(Material shown Opens)

PR #6897, opened 2023-10-03
Break cross-module SCC 4

lawcho:
Break up SCC4 (as defined in https://github.com/agda/agda/issues/3512#issuecomment-1729645738):

scc4

* As before, this needs squashing
* I also included the cycle-finding script (in 87994deece9aecf37a8d1662db5790b6e8ca723e)
* Unfortunately, the script now finds complex value-level SCCs it did not find before!
* The remaining SCCs are shown below:
   * {2,3} are already known from https://github.com/agda/agda/issues/3512#issuecomment-1729645738
   * {1,4,5} are newly discovered
scc1
scc2
scc3
scc4
scc5


src/full/Agda/Interaction/Base.hs
```diff
@@ -1,495 +1,25 @@
-{-# OPTIONS_GHC -fno-cse #-}
-{-# OPTIONS_GHC -fno-warn-orphans #-}
 
-module Agda.Interaction.Base where
+module Agda.Interaction.Base
+    ( module Agda.Interaction.Base
+    , module Agda.Interaction.Base.Boot
+    ) where
```
andreasabel: It seems like almost the whole content of `Agda.Interaction.Base` got moved into `.Boot`.
I suggest to rename the new `A.I.Base.Boot` into `A.I.Base` after renaming `A.I.Base` to something suitable.  This would keep the diff much smaller, I suppose.
Also, having a `Boot` module with almost all of the content of the module it wants to boot is a bit out of the spirit of boot modules.

src/full/Agda/Interaction/Response.hs
```diff
@@ -1,219 +1,30 @@
...
-  , InteractionOutputCallback
-  , defaultInteractionOutputCallback
-  ) where
+    (   module Agda.Interaction.Response
+    ,   module Agda.Interaction.Response.Boot
+    ,   WarningsAndNonFatalErrors
+    ,   InteractionOutputCallback
+    ,   defaultInteractionOutputCallback
+    )
+    where
```
andreasabel, line 9: A similar concern applies here as for `Agda.Interaction.Base`.

src/full/Agda/Compiler/Backend/Boot.hs
```diff
@@ -0,0 +1,78 @@
+{-# LANGUAGE GADTs #-}
+{-# OPTIONS_GHC -Wunused-imports #-}
+
+module Agda.Compiler.Backend.Boot where
```
andreasabel: Could this be called `Agda.Compiler.Backend.Base` please as it is not a small boot module?

find-cycles.hs
```diff
@@ -0,0 +1,87 @@
+#!/usr/bin/env nix-shell
+#! nix-shell -i runghc -p "ghc.withPackages (ps: [ ps.hiedb ps.temporary ])" -I nixpkgs=https://github.com/NixOS/nixpkgs/archive/8cad3dbe48029cb9def5cdb2409a6c80d3acfe2e.tar.gz
```
andreasabel: Can this new script live in `src/find-cycles/find-cycles.hs` (analogous to `agda-bisect`)?
Then one could also add a `.cabal` file there to have it run by non-nixers.

andreasabel (changes requested):
Thanks for the good work here!

I have some suggestions for making the code movements smaller and for a home for `find-cycles.hs`.

find-cycles.hs
lawcho: Done in 02baab9

src/full/Agda/Compiler/Backend/Boot.hs
lawcho: Done in 605483d

src/full/Agda/Interaction/Response.hs
lawcho: Renamed to `.Types` in 8fecfbf, since it contains only type definitions, plus instances & functions needed for their `deriving` clauses.

src/full/Agda/Interaction/Base.hs
lawcho: Renamed to `.Types` in 8fecfbf, since it contains only type definitions, plus instances & functions needed for their `deriving` clauses.

src/find-cycles/find-cycles.cabal
```diff
@@ -0,0 +1,15 @@
+cabal-version: >= 1.8
+version: 0.2023.10.3
```
andreasabel: My cabal teacher mind springs to mind, cannot look past this (even though this is perfectly fine for something not intended to get published).
- Minimum recommended `cabal-version` is `>=1.10`.  This requires to specify a `default-language`, eg. `Haskell2010`.  But you could as well have `cabal-version: 3.4` which [makes this optional again](https://cabal.readthedocs.io/en/3.6/file-format-changelog.html#cabal-version-3-4). 
- Haskell version according to the PVP are _major.major.minor.patch_, so I came to the conclusion that a PVP compliant scheme for representing the date would be `0.0.YYYYMMDD`(with the option to still indicate major version bumps).

src/find-cycles/find-cycles.cabal
```diff
@@ -0,0 +1,15 @@
...
+build-type: Simple
+
+executable find-cycles
+  main-is:          FindCycles.hs
+  build-depends:
+      algebraic-graphs    >= 0.6.1 && < 0.7
+    , base                >= 4.16.4 && < 4.17
+    , containers          >= 0.6.5 && < 0.7
+    , hiedb               >= 0.4.3 && < 0.5
+    , temporary           >= 1.3 && < 1.4
```
andreasabel: Could you please also add a README to `src/find-cycles` that explains how the tool is run (including steps like the hie generation if needed).

I tried to build `find-cycles` but had to add a `cabal.project` with `packages: .`.  Then it worked with `cabal build -w ghc-9.2.8`.

src/full/Agda/Interaction/Base.hs
andreasabel: Maybe I didn't communicate this properly, but one of my request was to keep the code movements small.  Not sure if this is possible (since I didn't study the details), but it would be preferable.

andreasabel (commented):
Thanks for the update!

I see that you changed from `.Boot` to `.Types`.  But I also was suggesting to keep the code movements small by rededicating the current `.Base` modules to be boot modules (and keeping their name) if this is where most of the code goes...  Is that possible/feasible?

src/full/Agda/Interaction/Base.hs
lawcho: I think I see the problem now.

A second attempt is in 817f2c036e908498c8db8a7cb03dc75da55fc75e, which restores most of the contents of `A.I.Base`, and moves the TCM-aware functions to other modules (e.g. `A.I.InteractionTop`, `A.I.Output`)

src/full/Agda/Interaction/Response.hs
lawcho: Here are some easy options to reduce the size of `Agda.Interaction.Response.Boot`:

* Move unnecessary definitions out of `Agda.Interaction.Response.Boot` (trims max 42 lines)
* Rename `Agda.Interaction.Response.Boot` to `Agda.Interaction.Response.Base`
* Rename `Agda.Interaction.Response.Boot` to `Agda.Interaction.Response`, after renaming `Agda.Interaction.Response` to some new module `Agda.Interaction.XXX`
  (I am not sure what `XXX` should be)

Do you have a preference?

src/find-cycles/find-cycles.cabal
lawcho: Fixed in 16cf305

N.B. I based the `cabal-version` and the `version` fields on `size-solver.cabal`, so perhaps that needs updating too.

src/find-cycles/find-cycles.cabal
lawcho: README added in 68bf22e0294cfe09c9e3e585a6f63fe0cd388e65

I already (87994de) changed `make type-check-no-deps` to generate the `.hie` files (it was generating `.hi` files anyway)

src/find-cycles/find-cycles.cabal
lawcho: I moved `find-cycles` to its [own repository](https://github.com/lawcho/find-cycles/tree/master) for ease of development & to avoid bloating this PR.

src/full/Agda/Interaction/Response.hs
lawcho: Chose renaming to `Agda.Interaction.Response.Base`

lawcho:
Oops, accidentally updated submodules, don't merge just yet.

andreasabel (approved):
Great, thanks!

(Material shown Closes)

# [What the exercise asks]
Search the material for the word "SCCs". Each line where it is found must be copied.

# [Solution below]
* Unfortunately, the script now finds complex value-level SCCs it did not find before!
* The remaining SCCs are shown below:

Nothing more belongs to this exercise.